Yearly COVID Boosters for Older Adults May Produce Largest Gains
September 30, 2022
By Nellie Bristol
Under COVID-19’s current course, yearly vaccination focused on high risk populations is most likely to prevent the most hospitalizations and deaths and prove more cost effective than aiming for regular full population immunization, Professor Azra Ghani of Imperial College said September 29. Speaking at a webinar hosted by the Andean Health Organization, Ghani cited mathematical modeling data showing the largest decreases in hospitalizations and deaths derived from providing annual boosters to those over 75. Additional benefit was seen in annual boosters for those over 60. While more frequent vaccination was considered, Ghani said, “We don’t see so much benefit in moving to six monthly vaccines,” she said. “That’s partly because we don’t see too much of a drop off in vaccine efficacy over the first year of boosting, but clearly the yearly boosting is important.”

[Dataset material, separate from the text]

PR #3099, opened 2023-04-25
Refactor the Docker CI Workflow

tobim:
continuation of #2975.

The main value of this PR is a cleanup of the Docker related CI infrastructure. Docker builds are now run in a reusable workflow that is called by either the event-triggered `vast` workflow or a `manual` workflow dispatch.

While its trajectory remains uncertain, if current epidemiology holds, Ghani described COVID-19 as creating gradually smaller waves of infection until it settles into an endemic state. As it does, countries will need to establish long term vaccination protocols. “We’re likely to have high levels of the virus circulating worldwide in the years to come,” she noted. “The question that arises is what strategy should countries pursue? Should we be doing yearly boosts of all age groups, or should we just be focusing on priority groups at highest risk?”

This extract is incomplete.